Work order
Copy word for word, please, the lines of the entries below running from the one containing "bplb: Thanks for" to the one containing "bplb: I am inclined", both ends included.

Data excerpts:
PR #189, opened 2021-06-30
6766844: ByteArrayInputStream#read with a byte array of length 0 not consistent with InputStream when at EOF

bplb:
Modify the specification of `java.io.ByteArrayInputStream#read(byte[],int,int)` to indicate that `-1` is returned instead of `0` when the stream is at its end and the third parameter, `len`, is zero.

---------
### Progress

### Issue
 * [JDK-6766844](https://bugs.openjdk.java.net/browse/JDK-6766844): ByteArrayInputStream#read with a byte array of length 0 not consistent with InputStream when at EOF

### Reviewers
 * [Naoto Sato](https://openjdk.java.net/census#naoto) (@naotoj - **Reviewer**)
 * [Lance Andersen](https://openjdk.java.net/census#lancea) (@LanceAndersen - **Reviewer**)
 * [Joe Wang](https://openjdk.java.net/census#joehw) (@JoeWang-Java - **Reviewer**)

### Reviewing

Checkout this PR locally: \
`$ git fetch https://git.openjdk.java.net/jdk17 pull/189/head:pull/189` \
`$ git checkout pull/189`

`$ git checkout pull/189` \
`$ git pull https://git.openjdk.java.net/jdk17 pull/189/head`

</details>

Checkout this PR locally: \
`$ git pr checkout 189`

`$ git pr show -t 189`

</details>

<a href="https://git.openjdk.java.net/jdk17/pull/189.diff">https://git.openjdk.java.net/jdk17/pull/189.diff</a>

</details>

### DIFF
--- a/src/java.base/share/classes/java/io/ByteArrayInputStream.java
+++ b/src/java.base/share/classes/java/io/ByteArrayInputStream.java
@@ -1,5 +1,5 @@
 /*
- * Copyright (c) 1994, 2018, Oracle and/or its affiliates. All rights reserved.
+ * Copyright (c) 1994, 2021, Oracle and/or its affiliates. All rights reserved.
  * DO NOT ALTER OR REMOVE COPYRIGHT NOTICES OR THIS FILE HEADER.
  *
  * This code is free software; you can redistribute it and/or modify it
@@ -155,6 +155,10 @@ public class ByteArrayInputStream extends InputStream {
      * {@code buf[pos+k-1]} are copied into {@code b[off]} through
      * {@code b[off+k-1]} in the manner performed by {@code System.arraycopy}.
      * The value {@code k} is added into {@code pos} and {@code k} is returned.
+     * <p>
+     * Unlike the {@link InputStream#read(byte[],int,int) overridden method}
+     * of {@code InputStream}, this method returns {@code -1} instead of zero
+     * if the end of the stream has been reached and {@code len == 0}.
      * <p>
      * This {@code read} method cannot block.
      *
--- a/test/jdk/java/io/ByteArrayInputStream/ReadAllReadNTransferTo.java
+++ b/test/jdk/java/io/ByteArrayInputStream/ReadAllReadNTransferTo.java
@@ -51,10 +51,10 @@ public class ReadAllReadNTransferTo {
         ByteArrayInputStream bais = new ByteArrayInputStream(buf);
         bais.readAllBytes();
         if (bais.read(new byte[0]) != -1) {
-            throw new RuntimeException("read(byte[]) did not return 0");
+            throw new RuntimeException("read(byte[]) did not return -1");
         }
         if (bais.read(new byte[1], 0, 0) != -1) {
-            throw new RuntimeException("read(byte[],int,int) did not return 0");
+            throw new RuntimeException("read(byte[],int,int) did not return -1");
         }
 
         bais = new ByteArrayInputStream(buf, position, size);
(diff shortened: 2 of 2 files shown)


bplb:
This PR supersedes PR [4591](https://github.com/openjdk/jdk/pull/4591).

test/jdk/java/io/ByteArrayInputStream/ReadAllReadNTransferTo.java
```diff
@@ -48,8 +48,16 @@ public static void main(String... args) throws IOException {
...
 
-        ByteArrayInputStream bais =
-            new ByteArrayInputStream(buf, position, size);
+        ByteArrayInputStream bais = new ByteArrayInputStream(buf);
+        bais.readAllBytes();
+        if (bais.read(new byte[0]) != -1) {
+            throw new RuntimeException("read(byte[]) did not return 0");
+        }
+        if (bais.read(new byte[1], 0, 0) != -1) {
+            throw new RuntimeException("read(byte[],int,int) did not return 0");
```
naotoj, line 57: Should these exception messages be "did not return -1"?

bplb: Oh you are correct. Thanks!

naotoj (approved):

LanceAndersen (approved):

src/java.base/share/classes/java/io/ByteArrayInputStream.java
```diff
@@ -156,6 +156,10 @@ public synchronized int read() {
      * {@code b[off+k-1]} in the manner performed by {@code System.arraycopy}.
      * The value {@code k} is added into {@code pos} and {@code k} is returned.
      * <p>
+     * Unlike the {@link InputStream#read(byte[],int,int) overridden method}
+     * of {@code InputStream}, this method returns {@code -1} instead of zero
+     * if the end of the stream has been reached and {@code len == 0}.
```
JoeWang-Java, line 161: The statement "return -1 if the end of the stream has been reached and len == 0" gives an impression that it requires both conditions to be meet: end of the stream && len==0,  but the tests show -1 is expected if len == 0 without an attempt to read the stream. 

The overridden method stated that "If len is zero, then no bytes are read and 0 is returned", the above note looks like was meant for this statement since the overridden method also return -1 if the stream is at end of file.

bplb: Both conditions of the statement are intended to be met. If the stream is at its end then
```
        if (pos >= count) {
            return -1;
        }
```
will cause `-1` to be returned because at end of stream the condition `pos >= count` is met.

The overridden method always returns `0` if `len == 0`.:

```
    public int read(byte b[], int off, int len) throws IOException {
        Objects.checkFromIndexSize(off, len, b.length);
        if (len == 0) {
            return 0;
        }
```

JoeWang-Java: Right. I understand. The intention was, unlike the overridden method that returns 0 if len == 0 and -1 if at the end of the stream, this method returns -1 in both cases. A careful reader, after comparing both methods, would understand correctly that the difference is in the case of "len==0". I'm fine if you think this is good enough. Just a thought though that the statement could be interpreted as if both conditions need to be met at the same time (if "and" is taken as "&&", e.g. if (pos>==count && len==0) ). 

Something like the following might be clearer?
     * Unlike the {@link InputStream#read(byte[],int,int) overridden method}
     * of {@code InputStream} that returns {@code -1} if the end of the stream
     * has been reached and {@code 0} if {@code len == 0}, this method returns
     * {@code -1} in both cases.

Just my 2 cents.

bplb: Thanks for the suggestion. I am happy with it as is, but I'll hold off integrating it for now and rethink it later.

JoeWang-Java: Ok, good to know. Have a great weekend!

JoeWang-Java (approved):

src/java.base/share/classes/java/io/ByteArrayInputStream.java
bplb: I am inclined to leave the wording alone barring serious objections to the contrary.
==
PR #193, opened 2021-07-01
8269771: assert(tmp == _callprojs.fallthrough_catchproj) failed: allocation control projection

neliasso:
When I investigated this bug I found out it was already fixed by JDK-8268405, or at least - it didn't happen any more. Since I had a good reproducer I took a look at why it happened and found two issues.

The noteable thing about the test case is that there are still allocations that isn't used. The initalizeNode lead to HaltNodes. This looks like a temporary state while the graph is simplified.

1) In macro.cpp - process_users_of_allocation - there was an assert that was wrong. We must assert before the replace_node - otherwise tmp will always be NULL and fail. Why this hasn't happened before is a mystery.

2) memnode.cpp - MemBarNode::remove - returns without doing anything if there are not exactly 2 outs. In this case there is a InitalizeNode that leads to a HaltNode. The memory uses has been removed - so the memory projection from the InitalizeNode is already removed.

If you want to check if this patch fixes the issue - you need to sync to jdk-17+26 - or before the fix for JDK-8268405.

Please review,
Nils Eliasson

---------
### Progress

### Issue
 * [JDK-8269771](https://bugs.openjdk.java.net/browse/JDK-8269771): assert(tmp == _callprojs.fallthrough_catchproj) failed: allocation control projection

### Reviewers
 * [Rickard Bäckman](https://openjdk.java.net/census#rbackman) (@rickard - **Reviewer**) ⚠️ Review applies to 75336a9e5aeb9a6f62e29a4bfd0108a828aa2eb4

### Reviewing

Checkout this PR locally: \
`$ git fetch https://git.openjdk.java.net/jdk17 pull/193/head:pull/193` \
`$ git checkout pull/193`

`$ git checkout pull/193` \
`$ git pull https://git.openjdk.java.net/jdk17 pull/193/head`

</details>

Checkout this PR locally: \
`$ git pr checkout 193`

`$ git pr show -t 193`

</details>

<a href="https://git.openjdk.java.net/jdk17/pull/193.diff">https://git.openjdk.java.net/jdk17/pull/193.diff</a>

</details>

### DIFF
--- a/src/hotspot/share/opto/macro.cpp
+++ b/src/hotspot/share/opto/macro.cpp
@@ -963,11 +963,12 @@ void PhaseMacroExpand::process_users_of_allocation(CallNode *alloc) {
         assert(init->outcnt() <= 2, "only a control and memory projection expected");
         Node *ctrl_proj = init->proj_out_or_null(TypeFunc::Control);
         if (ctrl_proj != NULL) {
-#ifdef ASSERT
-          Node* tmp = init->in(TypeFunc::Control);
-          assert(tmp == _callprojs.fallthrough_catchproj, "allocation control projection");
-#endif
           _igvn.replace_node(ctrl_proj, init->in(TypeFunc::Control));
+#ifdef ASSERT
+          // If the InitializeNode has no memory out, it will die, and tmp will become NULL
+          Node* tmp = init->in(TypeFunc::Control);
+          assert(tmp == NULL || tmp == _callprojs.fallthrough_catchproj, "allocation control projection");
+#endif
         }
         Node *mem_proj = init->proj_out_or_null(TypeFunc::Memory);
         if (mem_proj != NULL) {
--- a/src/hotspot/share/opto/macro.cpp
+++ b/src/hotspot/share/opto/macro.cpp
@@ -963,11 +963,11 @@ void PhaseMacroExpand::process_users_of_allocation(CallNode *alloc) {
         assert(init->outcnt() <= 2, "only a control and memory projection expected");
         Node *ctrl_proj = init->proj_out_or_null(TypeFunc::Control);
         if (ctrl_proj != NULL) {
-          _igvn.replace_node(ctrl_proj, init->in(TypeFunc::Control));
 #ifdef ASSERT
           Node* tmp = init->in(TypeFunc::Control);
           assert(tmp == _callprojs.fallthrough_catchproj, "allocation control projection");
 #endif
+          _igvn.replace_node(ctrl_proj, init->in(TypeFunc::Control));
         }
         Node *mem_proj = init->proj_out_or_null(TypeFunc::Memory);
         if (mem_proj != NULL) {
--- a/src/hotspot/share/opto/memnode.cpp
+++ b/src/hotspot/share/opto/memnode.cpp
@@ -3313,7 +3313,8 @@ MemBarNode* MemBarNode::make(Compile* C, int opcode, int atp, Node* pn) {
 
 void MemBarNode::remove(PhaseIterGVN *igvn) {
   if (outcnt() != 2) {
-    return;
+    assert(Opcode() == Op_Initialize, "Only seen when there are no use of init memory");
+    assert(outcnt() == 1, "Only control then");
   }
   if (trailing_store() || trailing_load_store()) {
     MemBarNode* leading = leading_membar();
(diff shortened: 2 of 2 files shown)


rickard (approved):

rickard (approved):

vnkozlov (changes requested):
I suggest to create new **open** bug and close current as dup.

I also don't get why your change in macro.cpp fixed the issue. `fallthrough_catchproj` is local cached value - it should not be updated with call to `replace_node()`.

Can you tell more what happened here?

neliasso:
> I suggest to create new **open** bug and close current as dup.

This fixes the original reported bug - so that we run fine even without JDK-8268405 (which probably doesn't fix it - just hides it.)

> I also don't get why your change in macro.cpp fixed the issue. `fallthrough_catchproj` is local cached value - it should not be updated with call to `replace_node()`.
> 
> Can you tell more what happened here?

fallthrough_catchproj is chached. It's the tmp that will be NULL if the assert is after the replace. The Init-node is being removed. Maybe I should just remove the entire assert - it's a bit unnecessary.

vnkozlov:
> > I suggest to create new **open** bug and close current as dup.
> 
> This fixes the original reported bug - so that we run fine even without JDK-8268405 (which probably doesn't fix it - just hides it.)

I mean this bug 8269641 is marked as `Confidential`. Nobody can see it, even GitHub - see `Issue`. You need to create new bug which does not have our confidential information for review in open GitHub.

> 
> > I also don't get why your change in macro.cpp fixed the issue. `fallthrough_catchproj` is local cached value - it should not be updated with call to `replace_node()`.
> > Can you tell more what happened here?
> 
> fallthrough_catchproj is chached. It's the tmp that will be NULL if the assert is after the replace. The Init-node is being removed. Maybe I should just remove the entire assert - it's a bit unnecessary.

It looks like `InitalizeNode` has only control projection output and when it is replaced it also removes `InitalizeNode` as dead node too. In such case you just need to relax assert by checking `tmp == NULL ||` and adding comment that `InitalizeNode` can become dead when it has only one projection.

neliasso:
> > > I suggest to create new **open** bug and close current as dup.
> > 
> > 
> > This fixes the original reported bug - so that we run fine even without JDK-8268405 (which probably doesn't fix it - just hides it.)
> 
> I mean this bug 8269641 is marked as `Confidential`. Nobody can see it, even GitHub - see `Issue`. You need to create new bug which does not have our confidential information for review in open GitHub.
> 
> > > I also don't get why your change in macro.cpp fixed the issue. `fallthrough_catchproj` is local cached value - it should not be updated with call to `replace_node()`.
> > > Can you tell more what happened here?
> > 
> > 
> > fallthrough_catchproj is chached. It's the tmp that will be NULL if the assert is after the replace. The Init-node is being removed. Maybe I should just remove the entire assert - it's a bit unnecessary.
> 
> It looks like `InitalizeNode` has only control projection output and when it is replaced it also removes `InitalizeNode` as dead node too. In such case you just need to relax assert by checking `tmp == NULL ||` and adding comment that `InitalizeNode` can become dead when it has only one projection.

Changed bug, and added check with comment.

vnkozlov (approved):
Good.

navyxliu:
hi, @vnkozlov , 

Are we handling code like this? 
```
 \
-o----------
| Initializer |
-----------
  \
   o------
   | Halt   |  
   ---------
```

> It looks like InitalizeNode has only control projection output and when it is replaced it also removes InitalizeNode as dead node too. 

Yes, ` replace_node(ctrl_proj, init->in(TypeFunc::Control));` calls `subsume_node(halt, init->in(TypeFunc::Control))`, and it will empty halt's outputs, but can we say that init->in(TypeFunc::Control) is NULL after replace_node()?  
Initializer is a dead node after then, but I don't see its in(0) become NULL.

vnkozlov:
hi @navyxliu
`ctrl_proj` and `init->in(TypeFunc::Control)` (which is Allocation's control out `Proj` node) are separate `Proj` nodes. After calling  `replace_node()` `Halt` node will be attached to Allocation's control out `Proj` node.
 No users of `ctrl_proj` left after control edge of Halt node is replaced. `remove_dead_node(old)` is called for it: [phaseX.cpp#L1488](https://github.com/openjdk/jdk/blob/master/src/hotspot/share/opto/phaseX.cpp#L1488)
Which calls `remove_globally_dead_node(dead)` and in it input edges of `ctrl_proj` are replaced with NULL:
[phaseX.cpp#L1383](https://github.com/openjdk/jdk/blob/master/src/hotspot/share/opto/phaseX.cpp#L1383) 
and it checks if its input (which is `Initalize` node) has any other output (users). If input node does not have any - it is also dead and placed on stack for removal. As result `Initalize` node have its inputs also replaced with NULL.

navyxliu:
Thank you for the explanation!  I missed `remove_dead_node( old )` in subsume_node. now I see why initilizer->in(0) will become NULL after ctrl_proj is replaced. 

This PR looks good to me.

Solution to this problem
bplb: Thanks for the suggestion. I am happy with it as is, but I'll hold off integrating it for now and rethink it later.

JoeWang-Java: Ok, good to know. Have a great weekend!

JoeWang-Java (approved):

src/java.base/share/classes/java/io/ByteArrayInputStream.java
bplb: I am inclined to leave the wording alone barring serious objections to the contrary.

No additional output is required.